EXERCISE OBJECTIVE - Would you output all the data exactly as it stands?

DATASET CONTENT -
PR #7, opened 2021-03-24
remove reference to private lib, remove Lowercase as it does not do what I thought it did

shannonwells:
Follow-up in answer to @wilwade 's questions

TASK RESPONSE -
PR #7, opened 2021-03-24
remove reference to private lib, remove Lowercase as it does not do what I thought it did

shannonwells:
Follow-up in answer to @wilwade 's questions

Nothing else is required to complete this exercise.